Numerical investigation of cavitation noise of the submarine propellers using DDES technique and quadrupole corrected FW-H equation

Abstract

The acoustic waves caused by cavitation in the flow driven by an underwater propeller of a submarine are investigated by numerically solving the incompressible two-phase Navier-Stokes (NS) equations. Especially, to reproduce the tip-vortexcavitation of the underwater propeller with high resolution, the Delayed Detached Eddy Simulation (DDES) technique and the adaptive grid-refinement methods are employed for the numerical solver. The Schnerr-Sauer cavitation model is used for the homogenous mixture model. To improve the accuracy of acoustic prediction, the quadrupole-corrected FW-H integral equation is used as the acoustic solver.

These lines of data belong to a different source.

PR #14057, opened 2023-10-22
perf: Optimize SVG array allocations

### LINKED ISSUE #14056: `SvgImageSource.ReadFromStreamAsync` could be optimized

Looking at the code:

```csharp
#if __ANDROID__ || __SKIA__
	private async Task<ImageData> ReadFromStreamAsync(Stream stream, CancellationToken ct)
	{
		if (stream.CanSeek && stream.Position != 0)
		{
			stream.Position = 0;
		}

		var memoryStream = new MemoryStream();
		await stream.CopyToAsync(memoryStream, 81920, ct);
		var data = memoryStream.ToArray();
		return ImageData.FromBytes(data);
	}
#endif
```

Two optimizations come to mind:

- Check if the given `stream` is already MemoryStream, and if so, skip creating a new MemoryStream and copying to it.
- Avoid the array allocation done by `memoryStream.ToArray()`. There are two ways that come in mind:
    - Instead of giving `byte[]` to ImageData, give it the MemoryStream. Note that:
        - the array is actually used to create a MemoryStream back again [here](https://github.com/unoplatform/uno/blob/2af7b1a6953cc501dd6b16c07c4510fd8a937828/src/AddIns/Uno.UI.Svg/SvgProvider.cs#L159)
        - Not sure if this optimization will not be safe if the given stream was already MemoryStream and we are reusing the same instance.
    - Use `TryGetBuffer`, which will reuse the internal array instead of creating a new array. I think this option makes more sense.

### Why is this needed

_No response_

### For which platform

_No response_

_No response_

Youssef1313:
GitHub Issue (If applicable): closes #14056

## PR Type

### <samp>🤖 Generated by Copilot at ee0ccf4</samp>

This pull request refactors the code related to loading and handling SVG data and image data in the Uno.UI project. It replaces the use of `byte[]` with `ArraySegment<byte>` in several classes and interfaces, such as `SvgProvider`, `ImageData`, and `ISvgProvider`, to improve memory efficiency and performance. It also modifies the `SvgImageSource` class to use the same buffer for the stream and the `SvgProvider`.

## PR Checklist

## Other information

### DIFF
--- a/src/Uno.UI/UI/Xaml/Media/Imaging/Svg/ISvgProvider.cs
+++ b/src/Uno.UI/UI/Xaml/Media/Imaging/Svg/ISvgProvider.cs
@@ -23,7 +23,7 @@ public interface ISvgProvider
 
 	event EventHandler? SourceLoaded;
 
-	Task<bool> TryLoadSvgDataAsync(byte[] imageData);
+	Task<bool> TryLoadSvgDataAsync(ArraySegment<byte> imageData);
 
 	void Unload();
 }
--- a/src/Uno.UI/UI/Xaml/Media/Imaging/SvgImageSource.cs
+++ b/src/Uno.UI/UI/Xaml/Media/Imaging/SvgImageSource.cs
@@ -144,10 +144,18 @@ public partial class SvgImageSource : ImageSource
 			stream.Position = 0;
 		}
 
-		var memoryStream = new MemoryStream();
-		await stream.CopyToAsync(memoryStream, 81920, ct);
-		var data = memoryStream.ToArray();
-		return ImageData.FromBytes(data);
+		if (stream is not MemoryStream memoryStream)
+		{
+			memoryStream = new MemoryStream();
+			await stream.CopyToAsync(memoryStream, 81920, ct);
+		}
+
+		if (!memoryStream.TryGetBuffer(out var buffer))
+		{
+			buffer = new ArraySegment<byte>(memoryStream.ToArray());
+		}
+
+		return ImageData.FromBytes(buffer);
 	}
 #endif
 
--- a/src/AddIns/Uno.UI.Svg/SvgProvider.cs
+++ b/src/AddIns/Uno.UI.Svg/SvgProvider.cs
@@ -98,7 +98,7 @@ public partial class SvgProvider : ISvgProvider
 #if !__NETSTD_REFERENCE__
 	async
 #endif
-	Task<bool> TryLoadSvgDataAsync(byte[] svgBytes)
+	Task<bool> TryLoadSvgDataAsync(ArraySegment<byte> svgBytes)
 	{
 #if __NETSTD_REFERENCE__
 		return Task.FromResult(false);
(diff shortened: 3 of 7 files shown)


src/Uno.UI/UI/Xaml/Media/Imaging/Svg/ISvgProvider.cs
```diff
@@ -23,7 +23,7 @@ public interface ISvgProvider
 
 	event EventHandler? SourceLoaded;
 
-	Task<bool> TryLoadSvgDataAsync(byte[] imageData);
+	Task<bool> TryLoadSvgDataAsync(ArraySegment<byte> imageData);
```
Youssef1313, line 26: **This is a breaking change** since `ISvgProvider` is public.

Does someone see a way to implement the optimization without breaking the API? :/

src/Uno.UI/UI/Xaml/Media/Imaging/SvgImageSource.cs
```diff
@@ -144,10 +144,18 @@ private async Task<ImageData> ReadFromStreamAsync(Stream stream, CancellationTok
...
+			memoryStream = new MemoryStream();
+			await stream.CopyToAsync(memoryStream, 81920, ct);
+		}
+
+		if (!memoryStream.TryGetBuffer(out var buffer))
+		{
+			buffer = new ArraySegment<byte>(memoryStream.ToArray());
+		}
+
+		return ImageData.FromBytes(buffer);
```
Youssef1313, line 158: The whole idea is in this block of code. Two optimizations are employed here:

- If given MemoryStream already, no need to create a new one and do the copying.
- Instead of calling ToArray which will create a new array, just get access to the internal array. Note that this has a behavior difference in that if the original array used to create the MemoryStream was mutated, that would now be reflected in ImageData were previously it wouldn't.

@MartinZikmund thoughts?

src/Uno.UI/UI/Xaml/Media/Imaging/Svg/ISvgProvider.cs
jeromelaban: I don't think there's a problem breaking this API, Uno is the only consumer. We may also put this API as internal (if we have not documented it)/

src/Uno.UI/UI/Xaml/Media/Imaging/SvgImageSource.cs
jeromelaban: It may be a problem to mutate what has been provided by the user, particularly if it does not reflect what WinUI does.

Youssef1313: Yeah I think we need to figure out what happens exactly in WinUI

src/Uno.UI/UI/Xaml/Media/Imaging/Svg/ISvgProvider.cs
MartinZikmund: We haven't, so can be made internal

The underwater propeller, named HSP17, is newly designed and manufactured to provide benchmarking data, especially for the effects of the skew angles on the tip-vortex cavitation. Besides, the entire body of submarine is also included to account for the effects of the boundary layer flow of the body upstream on the tip-vortex cavitating flow of the HSP17 downstream. The experiments with the same conditions as those of the simulation are also carried out in the Large Cavitation Tunnel (LCT) in the Korean Research Institute of Ships and Ocean Engineering (KRISO). The acoustic pressure spectrum predicted using the current numerical methods is compared with the measured one. There is an excellent agreement between the two results.